A romantic partner, she claimed, would appear in February of the following year.
The details were specific: the man was divorced, had one child, and shared a connection to America through work or family. ‘Alex is adamant you must be open to it,’ she added, her voice now a blend of certainty and urgency.
But the session wasn’t just about love.
Amaryllis delved into pressing issues in the user’s life, including the unresolved fallout with their half-siblings and the lingering questions about their late father’s will. ‘Alex is pretty cross about it,’ she said, as if the spirit of Alex himself had spoken.
She insisted that she was using Alex and his spirit guide to bring clarity, though she refused to reveal the identity of the guide, calling it a sacred relationship.
All she would say was that the guide had once been a doctor.
Then came the Akashic Records.
Amaryllis described them as a non-physical ‘library’ of past lives and ‘soul timelines,’ a concept that felt both profound and impossibly abstract.
The session turned mystical, with Amaryllis speaking in riddles and metaphors that left the user both awed and bewildered.
Yet, despite the strange detour, the user left feeling oddly uplifted. ‘I am convinced I’ve been in contact with Alex,’ they later wrote, their voice tinged with a mix of hope and disbelief.
But not everyone shared the same enthusiasm.
When the user called Alex’s mother to recount the experience, something strange happened.
As they spoke about Alex’s ‘words’ and the details of the reading, the user felt a sudden, inexplicable physical sensation—a ‘whooshing’ that coursed through their body.
Alex’s mother, listening on the other end of the line, said she felt reassured. ‘I’m glad to know Alex is happy,’ she told the user, her voice carrying the weight of a grief that had never fully faded.
Signs followed.
A red butterfly landed on the user’s hand, then on their children’s heads, before fluttering onto their Golden Retriever’s back.
The girls, Lola and Liberty, were convinced it was their father. ‘Daddy comes to see us as a butterfly,’ they told their friend’s parents, their words both innocent and heartbreaking.
For the user, who had once felt like their life had been irrevocably shattered by Alex’s suicide, the signs were a balm.
The grief, the guilt, the anger—all of it seemed to soften, as if Alex’s presence, however intangible, had given them permission to let go.

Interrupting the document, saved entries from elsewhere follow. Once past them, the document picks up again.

PR #1587, opened 2015-05-18
Add README instructions for running on Android emulator and devices

### LINKED ISSUE #1570: complete instructions for Android on OSX
The current README is good as far as it goes for getting up and running with Android on OS X, but it leaves you hanging after the "launch Android Studio" step -- I just spent an hour trying to get the test app running in the simulator to take a look #1468 and wasn't successful.

It looks like we need to document:

* Setting up a virtual device that's compatible with what we build -- seems like the default x86 AVD does not work.
* How to launch the AVD and test application.

Ideally, this would be done by someone who knows the ins and outs of Android Studio starting from a clean install and writing down every step along the way.

ljbade:
Fixes #1570 

@jfirebaugh Can you read to see if these instructions are good? It should be platform agnostic

### DIFF
--- a/README.md
+++ b/README.md
@@ -49,7 +49,7 @@ Target OS X: 10.9+
 
 #### CocoaPods
 
-[CocoaPods](https://cocoapods.org) is preferred. Put the following in your `Podfile`: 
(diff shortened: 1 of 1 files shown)


jfirebaugh:
This will be a big help, thanks @ljbade.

‘I always wondered if he knew about our girls,’ the user wrote, their voice trembling with emotion. ‘Now I know he does.’ The idea that Alex was watching over them, that they could still check in with him, brought a strange comfort. ‘It sounds wild,’ they admitted, ‘but I don’t care what anyone else thinks.
It helped me, made me happy, and I know Alex would have been—and is—glad about that.’
Amaryllis, for her part, later described the 60-minute reading as an energy-draining ordeal, akin to running on a treadmill for two hours.
Yet for the user, it was a revelation.
In the end, the experience had done what no amount of therapy or time could: it had given them a sense of connection, a sense of peace, and the quiet understanding that love—whether from the living or the dead—could transcend even death itself.